DidHeLikeIt.com Reviews, or: No he most certainly did not! (To Be Or Not To Be)
Posted by
Joseph Gomez
on Wednesday, October 15, 2008
To Be Or Not To Be, written by Nick Whitby and directed by Casey Nicholaw, opened last night at the at the Manhattan Theatre Club's Samuel J. Friedman Theatre. Here is an assessment of reviews compiled from DidHeLikeIt.com:
NEW YORK TIMES REVIEW: "If the producers of the walking corpse of a comedy To Be or Not to Be are feeling unappreciated this morning — and it’s a safe bet that they are — here’s a consoling thought for them. It took years for the Ernst Lubitsch film that inspired this play to get any respect."
ASSOCIATED PRESS REVIEW: "The fall theater season is still young, but Nick Whitby's To Be or Not to Be may turn out to be the most unnecessary Broadway production of the year."

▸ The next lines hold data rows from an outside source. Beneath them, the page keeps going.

PR #308, opened 2025-10-14
feat(iota-transaction-builder): improve send_iota() docs

### LINKED ISSUE #297: Tx builder: document TransactionBuilder::send_iota()

Thoralf-M:
Fixes https://github.com/iotaledger/iota-rust-sdk/issues/297


crates/iota-transaction-builder/src/builder/mod.rs
```diff
@@ -393,6 +393,36 @@ impl<C, L> TransactionBuilder<C, L> {
...
+    ///     let client = Client::new_devnet();
+    ///     let from_address = Address::from_hex(
+    ///         "0x611830d3641a68f94a690dcc25d1f4b0dac948325ac18f6dd32564371735f32c",
+    ///     )?;
+    ///     let to_address = Address::from_hex(
+    ///         "0x0000a4984bd495d4346fa208ddff4f5d5e5ad48c21dec631ddebc99809f16900",
+    ///     )?;
+    ///
+    ///     let mut builder = TransactionBuilder::new(from_address).with_client(client);
+    ///     builder.send_iota::<u64>(to_address, 5000000000u64);
```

VARIETY REVIEW: "Film critics have tried for the past 80 years or so to define the magic of the Lubitsch touch. Urbane humor, visual wit, sophistication, innuendo and charm were all factors, but subtlety was surely the key component -- that incomparable touch was unvaryingly a light one. So one of the most disheartening things about British playwright Nick Whitby's lumbering stage adaptation of To Be or Not to Be is the heavy hand that's been brought to bear on the 1942 comedy about a Polish theater troupe outwitting the Nazis in occupied Warsaw."
THEATERMANIA REVIEW: "In the Manhattan Theatre Club's production of To Be Or Not to Be, now at the Samuel J. Friedman Theater, ham actor-turned-reluctant hero Josef Tura exclaims: "There is nothing an actor can not do! For the actor, everything is possible!" I hate to differ -- but there is at least one thing actors can not do. They cannot pull Nick Whitby's inadequate adaptation of the beloved 1942 Ernst Lubitsch-directed film out of the fire."
NY DAILY NEWS REVIEW: "Long before The Producers and Hogan's Heroes goofed on the Gestapo, Ernst Lubitsch turned the idea into screwball comedy in his 1942 film To Be or Not to Be. Six decades later, the comedy about plucky Polish actors who outwit Hitler's honchos arrives on Broadway in a Manhattan Theatre Club production. Unfortunately, most of the laughs seem lost in translation in the adaptation by British playwright Nick Whitby. Though the play strives to be fluffy, it's about as airy as cement pierogi - and a late turn toward heart-tugging feels tacked on."